In Qualcosa di buono – ennesimo pessimo titolo italico piacione (You’re Not You è quello originale che racchiude il senso dell’intero film) – abbiamo Kate, una bellissima ed elegantissima Hilary Swank sposata con Jill (Josh Duhamel) altrettanto aitante marito. Peccato che Kate un giorno si ammali di SLA. Ha 35 anni e la sua vita bella, piena, ricca sembra svuotarsi del tutto. Mentre il male fa il suo corso, stanca di dover dipendere dal marito (che la tratta sempre più come una malata e sempre meno come la donna che ama), Kate decide di assumere una “assistente”.

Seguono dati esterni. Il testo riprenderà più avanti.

PR #4005, opened 2025-05-23
Unbox the `Signer`

Twey:
## Motivation

As a stopgap measure, when @deuszx first implemented the `Signer` trait, he passed it as a trait object, boxing all its occurrences and associated types.  Now that we have https://github.com/linera-io/linera-protocol/pull/3828, this is no longer necessary, and will make implementing it for non-`Send` types harder, as each boxing site will need to decide whether the resulting type should be `Box<dyn Signer>` or `Box<dyn Signer + Send>`.

## Proposal

Unbox it, passing it in as a type parameter through the `linera_core::Environment` trait.

## Test Plan

CI.

## Release Plan

## Links


ma2bd (approved):

deuszx (commented):
The idea behind using `Box<dyn Signer>` was that this way the concrete type for `Signer` is transparent to the code/client and left entirely to the caller. By introducing the `Signer` type into `Environment` it's no longer the case and the client has to know what kind of Signer is going to be used. In some sense that's a regression w.r.t. to flexibility.

linera-client/src/unit_tests/chain_listener.rs
```diff
@@ -104,7 +104,7 @@ async fn test_chain_listener() -> anyhow::Result<()> {
     let config = ChainListenerConfig::default();
     let storage_builder = MemoryStorageBuilder::default();
     let clock = storage_builder.clock().clone();
-    let mut builder = TestBuilder::new(storage_builder, 4, 1, &mut signer).await?;
+    let mut builder = TestBuilder::new(storage_builder, 4, 1, signer.clone()).await?;
```
deuszx, line 107: Ah, cool. I think I added the `Arc<RwLock<Inner>>` to the `InMemorySigner` and forgot to remove this unnecessay `&mut` argument passing.

linera-core/src/unit_tests/client_tests.rs
```diff
@@ -92,8 +92,8 @@ async fn test_initiating_valid_transfer_with_notifications<B>(
 where
     B: StorageBuilder,
 {
-    let mut signer = InMemorySigner::new(None);
-    let mut builder = TestBuilder::new(storage_builder, 4, 1, &mut signer)
+    let signer = InMemorySigner::new(None);
```
deuszx, line 95: I wonder if it's something that `clippy` could help with - i.e. recognize that `InMemorySigner` is a thin wrapper for `Arc<RwLock` and `mut` is not necessary b/c it can still do internal mutation.

linera-core/src/unit_tests/test_utils.rs
```diff
@@ -724,17 +724,18 @@ impl GenesisStorageBuilder {
     }
 }
 
-pub type ChainClient<S> = crate::client::ChainClient<crate::environment::Impl<S, NodeProvider<S>>>;
+pub type ChainClient<S> =
+    crate::client::ChainClient<crate::environment::Impl<S, NodeProvider<S>, InMemorySigner>>;
```
deuszx, line 728: Looks like `ChainClient` could use a `with_signer(self)` (maybe not now, but as some point) - that replaces the `Signer` instance while keeping everything else.

linera-service/src/schema_export.rs
```diff
@@ -163,20 +163,20 @@ impl ValidatorNodeProvider for DummyValidatorNodeProvider {
 )]
 struct Options {}
 
-struct DummyContext<P, S> {
```
deuszx, line 166: What was `P` even for 🤔

deuszx (approved):
Apart from the other comment - looks good.

Maheshverat:
unsubscribe

Maheshverat:
Unsubscribe

Twey:
> The idea behind using `Box<dyn Signer>` was that this way the concrete type for `Signer` is transparent to the code/client and left entirely to the caller. By introducing the `Signer` type into `Environment` it's no longer the case and the client has to know what kind of `Signer` is going to be used. In some sense that's a regression w.r.t. to flexibility.

The client is still agnostic to the `Signer` (nothing in `Environment` should be made concrete in `linera-core` or below), but the compiler no longer has to be, which frees us up to use associated types, importantly associated future types for `async fn`, and rely on auto traits.

linera-core/src/unit_tests/test_utils.rs
Twey: Feel free to add it as part of the JavaScript signer :) I'm not sure how much sense it makes to change signer after the client has started but it is tempting to be able to set the signer on a per-chain basis.

ma2bd:
> Maybe it's technically agnostic but it's not transparent anymore. `ChainClient<EnvA>` is not the same as `ChainClient<EnvB>` if `Env`s differ in the `Signer` they use.

(If there are no associated types) I suppose one could re-introduce dynamic dispatch later with `ChainClient<Box<dyn Env>>`

PR #4006, opened 2025-05-24
Update link in Cargo.toml

strmfos:
https://docs.rs/linera-indexer-graphql-client/latest/linera_indexer_graphql_client/ - dead
https://docs.rs/linera-service-graphql-client/latest/linera_service_graphql_client/ - new


ma2bd:
I don't think this is correct: the crate simply doesn't have documentation.

ma2bd (changes requested):
please remove the link

strmfos:
did it, thanks

ma2bd (approved):
thanks!

Issue #2905, opened 2024-11-15
Charge for system API calls


jvff:
# Motivation

Execution across the Wasm interface between the host node and the guest application costs resources in terms of execution time, but it is currently not charged for any fees.

# Proposal

Update the `TransactionTracker` to track system API calls and charge a fee (even if zero) on each and every one of them.

ma2bd:
I suspect the only design decision is whether the fees are specified as "dense" map (like the existing fees) or as a spare one.

Issue #1532, opened 2024-01-22
Charge fees for the different types of system calls from an application


ma2bd:
Some system calls (beyond storage) may be expensive and require accounting.

PR #4007, opened 2025-05-24
Correct a bug in the gas accounting of REVM

MathieuDutSik:
## Motivation

There was an error in the gas accounting 

## Proposal

The following is done:
* The `Gas::new(0)` is replaced by a `Gas::new(gas_limit)`.
* The `EvmExecutionError` errors are now more precise.

## Test Plan

The CI.

## Release Plan

## Links

None

### DIFF
--- a/linera-execution/src/evm/revm.rs
+++ b/linera-execution/src/evm/revm.rs
@@ -324,12 +324,15 @@ enum PrecompileTag {
     Service(ServicePrecompileTag),
 }
 
-fn get_precompile_output(output: Vec<u8>) -> Result<Option<InterpreterResult>, String> {
+fn get_precompile_output(
+    output: Vec<u8>,
+    gas_limit: u64,
+) -> Result<Option<InterpreterResult>, String> {
     // The gas usage is set to zero since the proper accounting is done
     // by the called application
     let output = Bytes::copy_from_slice(&output);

La prescelta è Bec (Emmy Rossum) che non somiglia manco lontanamente a una efficiente Candy Candy. È una studentessa del collage ma sembra la figlia ribelle di Marylin Manson. Fuma, beve, va a letto con il primo che capita e quando ha una relazione “stabile” ce l’ha con un professore sposato (e stronzo). Insomma, lo sceneggiatore vuol proprio essere sicuro che tutti l’abbiamo capito: è una spostata.
E come copione comanda la spostata si troverà alla grande con miss eleganza, tutta regole e Manolo (Blahnik, ovvio) sconvolgendole la vita quel tanto che serve (per girare il film). E il resto? Non è (solo) noia ma sono lacrime. Tante, tante, tante, tante lacrime. E anche se la Swank soffre da Oscar e la Rossum tenta il tutto per tutto per non essere solo un cliché, il film non decolla e non sorprende. Mai.
Se cercate uno sblocco emotivo per farvi un sano e liberatorio pianto a mio avviso lo avete trovato. Ma il film, come detto, è uno di quelli che potete raccontare alla perfezione, anche se non lo avete visto. Si sa, il dolore (purtroppo) ci trova tutti anche troppo preparati…
6 comments
Uhm, un Quasi Amici al femminile direi.
C’è la possibilità di vederlo con Josh Duhamel seduto accanto?? 😉
questa settimana niente rifugio al fresco per me: ho iniziato a scrivere un nuovo romanzo 😀 spero non abbia quello che considero il peggior difetto di libri e film, non decollare, già, guarda alla fine preferisco un film brutto brutto, la bruttezza ha un senso. E per le lacrime, be’ ho i miei metodi casalinghi di induzione. Bacione felice di ritrovarti
e magari non si vedono nemmeno le tette in sto film?
film del cazzo…
Ah no, non voglio sbloccarmi. Aspetterò qualcosa di cattivo!